Kakono power project gets 96.47bn/- boost

DODOMA: TANZANIA and the French Development Agency (AFD) have signed a complementary financing agreement worth 34.86 million Euro (equivalent to 96.47bn/-) for implementation of the Kakono Hydropower project which upon completion will pump into the national grid about 87.8 Megawatts.

The signing ceremony was held at Dodoma’s Treasury Square between the Permanent Secretary in the Ministry of Finance, Dr Natu Mwamba and AFD Country Director, Ms Celine Robert and witnessed by Deputy Permanent Secretary in the Ministry of Energy, Dr James Mataragio.

The proposed Kakono Hydropower Project which is located approximately 90 kilometres West of Bukoba Municipality in the Northwest corner of Tanzania, along the Kagera River will be implemented by the Ministry of Energy via the State-owned power utility firm, Tanzania Electric Supply Company Limited (TANESCO).

At the signing ceremony yesterday, the AFD Country Director said that the Grant agreement was delegated by the European Union (EU).

“This financing will support implementation of the Environmental and Social Management Plan as well as the infrastructures associated with the 87.8 MW Kakono Hydropower Plant located in Kagera Region, in the northern part of Tanzania,’’ she said.

According to Ms Robert, TANESCO had already benefited from a 281 million US dollar loan from both the French Development Agency and the African Development Bank (AfDB).

Speaking immediately after sealing the deal, the Permanent Secretary in the Ministry of Finance said that the objective of the project was to increase ongrid energy production using least cost source which is hydro, to address the electricity deficits in northwestern Tanzania.
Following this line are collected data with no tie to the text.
PR #384, opened 2020-04-03
Cpdp 1161 upload mandatory evidence

AndyHWChung:


conf/messages
```diff
@@ -1451,8 +1451,8 @@ calculator.total.amountDueAtHigherRate=Amount of tax due at the higher rate
 calculator.total.taxOwed=Capital Gains Tax due for this return
 calculator.noTaxToPay=No tax is due for this return
 
-mandatoryEvidence.title=Add a document showing how you worked out the tax
-mandatoryEvidence.helpText=Upload one or more documents (maximum file size 5MB) showing how you worked out the Capital Gains Tax. For example, a spreadsheet or PDF.
+mandatoryEvidence.title=Upload a document showing how the Capital gains Tax due was worked out
+mandatoryEvidence.helpText=Files can be up to 5MB. We accept these file types XLS, XLSX, ODS, PDF, DOC, DOCX, ODT, TXT, PNG and JPG, Any files you upload to a draft return will be saved for 7 days.
```
mikail-khan, line 1455: I thought the messages text would be the same in both scenarios?

AndyHWChung: this one looks like the content is more tailored to talk about a file showing how they calculated their tax. The mandatory evidence is required when the user does not use a figure we calculate.

AndyHWChung: I think I lifted these from the ticket anyway, but I'll double check

mikail-khan: Yeah it doesn't look right. Because this page should have any context other than uploading a file

AndyHWChung: not sure I get what you mean

PR #376, opened 2026-05-02
refactor: use for-range over integer in TestConcurrentWritesAllCommit

eloylp:
Go 1.22 lets you range directly over an integer, replacing the C-style three-clause loop. The loop variable `i` is still needed (used to build unique agent names), so this is `for i := range n {` rather than `for range n {`.

**Before**
```go
for i := 0; i < n; i++ {
```

**After**
```go
for i := range n {
```

No behaviour change — pure readability improvement.


eloylp:
## PR Review — pr-reviewer

**Verdict:** APPROVE

### Findings
- None.

### Summary

PR #377, opened 2026-05-02
refactor: use slices.IndexFunc in toolTriggerAgent repo lookup

eloylp:
`toolGetAgent` and `toolGetRepo` in the same file already use `slices.IndexFunc` for the \"find by normalized name\" pattern. `toolTriggerAgent` was the only outlier, using a manual loop with a `found` flag and a `break`. This makes all three lookup patterns consistent.\n\nNo behaviour change — the early-return condition (`idx < 0 || !repos[idx].Enabled`) is equivalent to the old `!found || !repo.Enabled`.


eloylp:
## PR Review — pr-reviewer

**Verdict:** APPROVE

### Findings
- None.

### Summary

PR #379, opened 2026-05-02
refactor: use slices.Clone in buildStatus instead of append copy idiom

eloylp:
## What

Replace the manual slice-copy idiom in `buildStatus()` with `slices.Clone`:

```go
// before
Agents: append([]scheduler.AgentStatus{}, d.scheduler.AgentStatuses()...),

// after
Agents: slices.Clone(d.scheduler.AgentStatuses()),
```

## Why

`slices.Clone` is the idiomatic Go 1.21+ way to shallow-copy a slice. The `append([]T{}, src...)` pattern predates the stdlib helper and is more verbose without being clearer. The `slices` package is already imported in this file (used by `slices.IndexFunc` in `handleAgentsRun`), so this adds no new dependency.

No behaviour change — `slices.Clone` returns a new slice backed by a fresh array, identical to what the append idiom produced.

### DIFF
--- a/internal/daemon/daemon.go
+++ b/internal/daemon/daemon.go
@@ -516,11 +516,11 @@ func (d *Daemon) buildStatus() statusJSON {
 		Agents: slices.Clone(d.scheduler.AgentStatuses()),
 	}
 
-	orphan_list, err := d.fleet.OrphanedAgents()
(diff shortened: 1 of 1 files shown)


eloylp:
## PR Review — pr-reviewer

**Verdict:** APPROVE

### Findings
- None.

### Summary

PR #382, opened 2026-05-02
refactor: use bytes.Clone+append in addLine instead of make+copy+set

eloylp:
## Summary

- `lineCapture.addLine` in `internal/ai/cmdrunner.go` used a three-step `make` / `copy` / index-set idiom to produce a newline-terminated copy of an incoming byte slice. `append(bytes.Clone(data), '\n')` expresses the same intent in one line with no manual length arithmetic.
- The mirroring `toTimedLines` helper in `cmdrunner_test.go` carried the identical pattern and is updated in the same commit.

`bytes` is already imported in both files; no new dependencies.

## Test plan

- [ ] CI passes (`go test ./...` with `-race`)
- [ ] No behaviour change: `addLine` still appends a `'\n'`-terminated copy; existing `TestParseClaudeSteps` cases cover the round-trip

### DIFF
--- a/internal/ai/cmdrunner.go
+++ b/internal/ai/cmdrunner.go
@@ -480,9 +480,7 @@ type lineCapture struct {
 
 // addLine records a single line (without trailing newline) and its arrival time.
 func (c *lineCapture) addLine(data []byte) {
-	line := make([]byte, len(data)+1)
-	copy(line, data)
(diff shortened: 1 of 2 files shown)


eloylp:
## PR Review — pr-reviewer

**Verdict:** APPROVE

### Findings
- None.

### Summary

PR #383, opened 2026-05-02
refactor: use bytes.Clone in sseCapture.Write (observe handler test)

eloylp:
Replace the manual `make([]byte, len(b)); copy(cp, b)` pattern in `sseCapture.Write` with `bytes.Clone(b)`.

`sseCapture` is a test-only `http.ResponseWriter`+`http.Flusher` that forwards each `Write` call into a buffered channel. The copy is necessary to prevent races if the caller reuses the underlying buffer; `bytes.Clone` is the idiomatic stdlib spelling for that one-liner defensive copy.

Consistent with the same substitution applied in `internal/ai/cmdrunner.go` (PR #382).

### DIFF
--- a/internal/daemon/observe/observe_test.go
+++ b/internal/daemon/observe/observe_test.go
@@ -2,6 +2,7 @@ package observe
 
 import (
 	"bufio"
+	"bytes"
 	"context"
 	"database/sql"
 	"encoding/json"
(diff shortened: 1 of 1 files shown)


eloylp:
## PR Review — pr-reviewer

**Verdict:** APPROVE

### Findings
- None.

### Summary

PR #384, opened 2026-05-02
refactor: use slices.IndexFunc for agent lookup in fleet handler

eloylp:
## Summary

Two agent-by-name lookups in `internal/daemon/fleet/fleet.go` used hand-written `for` loops:

- `handleAgent` (GET case) scanned agents and returned early on match, then fell through to `http.NotFound`.
- `updateAgent` maintained a `var existing *fleet.Agent` sentinel, iterated with `for i := range`, set the pointer on match, then checked for nil after the loop.

Both are replaced with `slices.IndexFunc`, which expresses the lookup intent directly and eliminates the intermediate pointer variable and the nil-sentinel pattern. The `slices` import is added to the file.

No behaviour change — the same normalization, error types, and response shapes apply.

### DIFF
--- a/internal/daemon/fleet/fleet.go
+++ b/internal/daemon/fleet/fleet.go
@@ -17,6 +17,7 @@ import (
 	"io"
 	"net/http"
 	"net/url"
+	"slices"
 	"strings"
 
 	"github.com/gorilla/mux"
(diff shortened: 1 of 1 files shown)


eloylp:
## PR Review — pr-reviewer

**Verdict:** APPROVE

### Findings
- None.

### Summary

PR #386, opened 2026-05-02
refactor: use bytes.Clone in runStream.publish

eloylp:
Replace the two-step `make([]byte, len(line))` + `copy` idiom in `runStream.publish` with `bytes.Clone`, the idiomatic Go 1.20+ way to defensively copy a byte slice.

`bytes` is already imported in the file, so no import changes are needed.

```go
// before
cp := make([]byte, len(line))
copy(cp, line)

// after
cp := bytes.Clone(line)
```


eloylp:
## PR Review — pr-reviewer

**Verdict:** APPROVE

### Findings
- None.

### Summary

PR #392, opened 2026-05-02
refactor: use slices.IndexFunc in Dispatcher.lookupAgent

eloylp:
Replace the manual range loop in `Dispatcher.lookupAgent` with `slices.IndexFunc`. The `slices` package is already imported in this file (used by `slices.Contains` in `ProcessDispatches`), so there is no new dependency.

“The development of Kakono Hydro Power Plant (HPP) will replace the use of fossil fuels in North western corner of Tanzania in the Lake Zone, where costly diesel power generators are often used to either supplement the grid supply or improve the quality of supply to avoid prolonged blackouts,’’ she said.

Dr Mwamba further noted: “I am glad to remind that this project is co-financed by three Development Partners who are AFD (Euro 110 million equivalent to about 304.37bn/-), African Development Bank (USD 161.47 million equivalent to about 413.95bn/-) and European Union (Euro 34.86 million, equivalent to 96.47bn/- to be supervised by AFD).

The Kakono Hydropower Project is in line with the Third Five-Year Development Plan (FYDP III) with the theme ‘Building a Competitive and Industrial Economy for Human Development through improving productive infrastructures, reliable access to energy, strengthening the business and investment enabling environment as well as education and training systems.’

“I am grateful that the energy sector is among the top priorities of AFD and the European Union. The project is also well aligned with the current AfDB’s Country Strategy Paper (2021-2025) for Tanzania and operational priorities (commonly known as High Fives), which are five and the power sector being the number one,’’ added Dr Mwamba.

The PS further clarified that apart from the electricity supply to consumers, the project will create employment opportunities.

“It is expected that about 1,000 temporary jobs will be created during the implementation phase in addition to 100 permanent jobs during the operation phase and this will boost the economy of the local people at project area to improve their lives.’’

Dr Mwamba re-affirmed the government’s commitment to continue working closely with AFD and other Development Partners to strengthen development cooperation for development of the people.

“With strong relationships, we shall be able to achieve our national and international development aspirations. Further, be reassured that the government will take all necessary measures to ensure successful implementation of this project and achievement of its intended development objective,” he said.

Speaking at the event, the Deputy Permanent Secretary in the Ministry of Energy said that preparations for compensating residents surrounding the project were on top gear and that procedures to obtain the consultant of the project were equally ongoing.

“We in the ministry appreciate the technical and financial support that we have been continuously receiving from AFD,’’ said Dr Mataragio.